1.2 Capital Flows and Market Structure: Institutional Entry and Retail Sentiment Deficiency
If an altcoin season occurs in 2025, its dominant logic is likely to be "selective rise" rather than "general rise." The changes in capital flows and market structure are particularly prominent, primarily reflected in the following three points:
Historical Cycle Comparison: From Wild Growth to Structural Differentiation
Looking back at history, the 2017 altcoin season was driven by ICOs, where regulatory gaps and the ERC-20 standard lowered issuance thresholds, leading to a surge in project numbers and retail funds "casting a wide net." The 2020-2021 period was driven by DeFi and liquidity mining, with institutional funds tentatively entering, favoring protocols with real product prototypes. By 2025, the altcoin market has entered the "compliance era":
● Regulatory clarity, such as the classification regulation of utility tokens by the U.S. SEC and the EU MiCA regulations, has created a market environment where "compliance equals survival";
● Institutional dominance, with traditional financial institutions entering through compliant channels such as ETFs and digital asset treasury (DAT), changing the market capital structure;
● Increased differentiation in project quality, with the narrative-driven markets of the previous two rounds significantly enhancing investor awareness, leading current funds to favor projects with fundamentals and compliance capabilities.
Active Institutional Capital Entry
In 2025, institutional capital's entry into the cryptocurrency market is indeed more diversified and compliant than in previous cycles, primarily achieved through spot ETFs, DAT, and other means. Notably, current institutional capital allocation is highly focused on mainstream assets (such as BTC and ETH) with clear compliance and strong liquidity. Even more flexible digital asset treasury (DAT) strategies generally tend to choose mainstream assets (such as SOL, XRP, BNB, HYPE, ENA, etc.) to avoid regulatory uncertainties.
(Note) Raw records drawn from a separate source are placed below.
Issue #132, opened 2018-11-16
Error when deleting a resource


trsteel88:
When deleting a resource I am getting the following error in console:

```
The response to 'DELETE' must be like { data: { id: 123, ... } }, but the received data does not have an 'id' key. The dataProvider is probably wrong for 'DELETE'
```

The record is deleted. But the UI has an error. Is there an issue at the moment?

krcrawford:
Getting the same issue here

baudev:
Also.
There is also the equivalent when deleting from the list:

```
The response to 'DELETE_MANY' must be like { data : [...] }, but the received data is not an array. The dataProvider is probably wrong for 'DELETE_MANY'
```

PR #140, opened 2018-12-20
Quick fix for issue #132 : Error when deleting a resource

arnaudoisel:
+ react-admin should be fixed instead, for long-term fix.
+ react-admin should not expect a content in the response after a delete or delete_many

| Q             | A
| ------------- | ---
| Bug fix?      | yes
| New feature?  | no
| BC breaks?    | no
| Deprecations? | no
| Tests pass?   | yes
| Fixed tickets | #132
| License       | MIT
| Doc PR        |


dunglas:
Thank you very much @arnaudoisel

This preference differentiation leads to significant structural rotation of funds within altcoins, rather than a uniform "flooding." This differentiation essentially reflects institutional investors' dual considerations of compliance safety and growth potential, further exacerbating the internal performance differences in the altcoin market.
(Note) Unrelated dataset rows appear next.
PR #155, opened 2019-02-24
Add a filter function to remove fields from the list pages

bakulf:
| Q             | A
| ------------- | ---
| Bug fix?      | no
| New feature?  | yes
| BC breaks?    | no
| Deprecations? | no
| Tests pass?   | yes
| Fixed tickets | 
| License       | MIT
| Doc PR        | 

I need to remove some fields from the List pages. With this commit I introduce a filter function which can be used to select what needs be shown and what hidden from the List component.

The way I use the new function is something like this:
```

const hiddenFromList = [
  { entity: "people", fields: [ "address", "friends", ]},
  { entity: "books", fields: [ "reviews", ]},
];

const listFieldFilter = (resource, field) => {
  const hiddenResource = hiddenFromList.find(hidden => hidden.entity === resource.name);
  return !hiddenResource || !hiddenResource.fields.includes(field.name);
};

export default props => (
    <HydraAdmin
       ... // here the apiDocumentationParser, authProvider, entrypoint, etc
        listFieldFilter={listFieldFilter}
    />
);
```

### DIFF
--- a/src/AdminBuilder.js
+++ b/src/AdminBuilder.js
@@ -30,6 +30,7 @@ const AdminBuilder = props => {
     parameterFactory,
     title = api.title,
     resources = api.resources.filter(({deprecated}) => !deprecated),
+    listFieldFilter,
   } = props;
 
   return (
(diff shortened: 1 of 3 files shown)


dunglas:
Thanks @bakulf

Retail Sentiment "Deficiency" and Market Maturity
In stark contrast to the active entry of institutional capital, retail sentiment at the beginning of the altcoin season in 2025 appears relatively lukewarm. This phenomenon primarily stems from three aspects: first, after experiencing a deep bear market in 2022-2023, retail investors' risk appetite has generally declined, preferring to allocate to lower-risk assets like Bitcoin; second, with the increasing global regulatory compliance requirements, KYC and other identity verification thresholds have led some retail investors to choose to exit the market or temporarily observe. Additionally, multiple market cycles have enhanced investor awareness, leading retail investors to prefer projects with fundamental support rather than blindly chasing highs.
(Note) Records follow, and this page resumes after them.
PR #172, opened 2019-04-25
Fix Hydra Admin promises

### LINKED ISSUE #171: Error when no resource return by api doc parser
The following code in [`HydraAdmin`](https://github.com/api-platform/admin/blob/master/src/hydra/HydraAdmin.js#L37) lead to an error breaking the admin : 
``` js
const promises = api.resources.forEach(resource =>
            promises.push(resource.getParameters()),
          );

          return Promise.all(promises).then(responses => {
            api.resources.forEach((resource, index) => {
              resource.parameters = responses[index];
            });

            return {
              api,
              customRoutes,
              hasError: false,
              loaded: true,
            };
          });
```

if `api.resources` is empty (ex: `401` when not logged), `promises` is `undefined` and `Promise.all(promises)` throw an error.

Introduced with : #150

jordanaubert:
| Q             | A
| ------------- | ---
| Bug fix?      | yes
| New feature?  | no
| BC breaks?    | no
| Deprecations? | no
| Tests pass?   | yes
| Fixed tickets | #171 
| License       | MIT

### DIFF
--- a/src/hydra/HydraAdmin.js
+++ b/src/hydra/HydraAdmin.js
@@ -34,8 +34,8 @@ export default class extends Component {
       .apiDocumentationParser(this.props.entrypoint)
       .then(
         ({api, customRoutes = []}) => {
-          const promises = api.resources.forEach(resource =>
-            promises.push(resource.getParameters()),
+          const promises = api.resources.map(resource =>
+            resource.getParameters(),
           );
 
           return Promise.all(promises).then(responses => {


src/hydra/HydraAdmin.js
```diff
@@ -34,8 +34,8 @@ export default class extends Component {
       .apiDocumentationParser(this.props.entrypoint)
       .then(
         ({api, customRoutes = []}) => {
-          const promises = api.resources.forEach(resource =>
-            promises.push(resource.getParameters()),
+          const promises = api.resources.map(resource =>
+            resource.getParameters(),
```
soyuka:
```suggestion
            resource.getParameters()
```

jordanaubert: The linter seems to disagree with you 😀

alanpoulain:
Thank you @jordanaubert.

1.3 Investment Strategies Under Differentiation: Compliance Thresholds and Project Quality Screening
In a highly differentiated market, blindly chasing hot spots will face greater volatility risks; instead, constructing an investment portfolio around "compliance + fundamentals" may truly traverse cycles and capture excess returns.
Compliance: The Precondition for Capital Inflow
As the regulatory frameworks of major jurisdictions (such as the U.S., EU, and Hong Kong) become increasingly clear, whether a project can meet local regulations becomes crucial. Institutional capital favors projects that have passed strict regulatory scrutiny through compliant channels (such as ETFs, DAT) or operate in friendly jurisdictions, indicating higher safety and stability.
Project Fundamentals: The Core Competitiveness to Traverse Market Cycles
Beyond "narrative-driven," the market is returning to "fundamentals-driven," with capital further screening for projects that possess actual revenue (DeFi), technological innovation (such as the combination of AI and blockchain), clear application scenarios (such as RWA), sustainable token economic models, and active ecosystem development.
We believe this screening logic requires investors to shift from "story-driven" to "data-driven," deeply assessing team backgrounds and execution capabilities (whether they possess cross-cycle capabilities), technical feasibility and ecosystem activity (on-chain data, address growth, TVL changes), and revenue capabilities and token economic models (protocol revenue, dividend mechanisms, governance token incentives).
2. Core Investment Sectors and Quality Target Recommendations
The capital flows and sector performance in this round of the altcoin season indicate that institutionalization, compliance, and fundamentals are becoming the main lines of the market: the ETF/DAT track provides stable capital inflows, DeFi blue chips and RWA tracks constitute mid-to-long-term growth value, while AI and meme narratives offer short-term high beta speculative opportunities. In this context, investment strategies should shift from "chasing hot spots" to "multi-layered structural layouts," stabilizing the portfolio with core leading assets, capturing increments with growth-oriented DeFi or RWA projects, and seeking short-term alpha through AI and meme sectors, thereby achieving sustainable excess returns in a highly volatile environment.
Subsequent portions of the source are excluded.